= Beginning of Section =

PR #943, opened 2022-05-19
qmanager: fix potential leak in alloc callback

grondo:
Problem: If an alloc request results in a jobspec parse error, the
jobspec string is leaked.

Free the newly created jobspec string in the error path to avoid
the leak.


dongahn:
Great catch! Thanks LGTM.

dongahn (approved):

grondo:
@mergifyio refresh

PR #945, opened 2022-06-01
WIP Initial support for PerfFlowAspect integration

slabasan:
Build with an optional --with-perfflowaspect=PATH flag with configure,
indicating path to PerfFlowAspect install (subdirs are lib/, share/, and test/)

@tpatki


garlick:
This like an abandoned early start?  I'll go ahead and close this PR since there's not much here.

= End of Section =
= Beginning of Section =

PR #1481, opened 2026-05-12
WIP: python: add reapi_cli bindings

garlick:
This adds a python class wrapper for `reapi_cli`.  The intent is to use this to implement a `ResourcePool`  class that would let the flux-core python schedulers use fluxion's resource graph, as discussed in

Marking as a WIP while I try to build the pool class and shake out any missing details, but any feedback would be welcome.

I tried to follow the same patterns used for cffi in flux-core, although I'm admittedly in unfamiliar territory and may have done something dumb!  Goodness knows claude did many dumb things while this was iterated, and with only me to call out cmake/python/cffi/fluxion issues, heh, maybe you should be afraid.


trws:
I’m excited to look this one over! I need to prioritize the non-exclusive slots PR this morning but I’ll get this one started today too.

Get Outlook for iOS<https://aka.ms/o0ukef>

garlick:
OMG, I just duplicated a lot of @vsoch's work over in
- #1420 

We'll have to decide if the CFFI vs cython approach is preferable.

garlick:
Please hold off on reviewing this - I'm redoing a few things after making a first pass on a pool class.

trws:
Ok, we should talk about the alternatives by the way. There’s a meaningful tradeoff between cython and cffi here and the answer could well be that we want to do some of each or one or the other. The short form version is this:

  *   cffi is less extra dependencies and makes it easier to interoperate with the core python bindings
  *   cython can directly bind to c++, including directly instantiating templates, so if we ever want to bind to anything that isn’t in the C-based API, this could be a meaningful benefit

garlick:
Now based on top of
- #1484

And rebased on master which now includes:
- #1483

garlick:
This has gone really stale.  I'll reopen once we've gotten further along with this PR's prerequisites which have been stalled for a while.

= End of Section =
= Beginning of Section =

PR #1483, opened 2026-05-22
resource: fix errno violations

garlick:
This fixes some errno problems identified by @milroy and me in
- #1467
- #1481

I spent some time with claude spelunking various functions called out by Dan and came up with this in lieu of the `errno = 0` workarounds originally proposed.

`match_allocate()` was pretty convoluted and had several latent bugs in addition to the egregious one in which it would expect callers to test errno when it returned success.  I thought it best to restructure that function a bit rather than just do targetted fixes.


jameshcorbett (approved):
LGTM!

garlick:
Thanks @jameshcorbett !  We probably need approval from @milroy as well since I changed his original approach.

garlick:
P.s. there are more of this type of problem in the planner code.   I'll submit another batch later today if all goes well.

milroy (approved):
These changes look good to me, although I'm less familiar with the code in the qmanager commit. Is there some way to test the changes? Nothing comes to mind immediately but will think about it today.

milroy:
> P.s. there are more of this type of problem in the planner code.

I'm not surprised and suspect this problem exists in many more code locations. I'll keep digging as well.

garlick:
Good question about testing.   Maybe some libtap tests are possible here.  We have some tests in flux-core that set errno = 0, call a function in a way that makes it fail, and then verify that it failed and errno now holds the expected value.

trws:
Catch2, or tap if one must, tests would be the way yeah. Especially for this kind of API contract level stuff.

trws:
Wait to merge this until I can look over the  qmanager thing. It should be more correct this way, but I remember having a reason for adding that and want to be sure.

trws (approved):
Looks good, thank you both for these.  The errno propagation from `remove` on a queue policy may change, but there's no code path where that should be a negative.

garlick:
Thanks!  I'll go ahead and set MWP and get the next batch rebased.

= End of Section =

> **YOUR OBJECTIVE**
Count the lines of the material above that contain the word "while", then give only that count.

> **EXERCISE OUTPUT**
3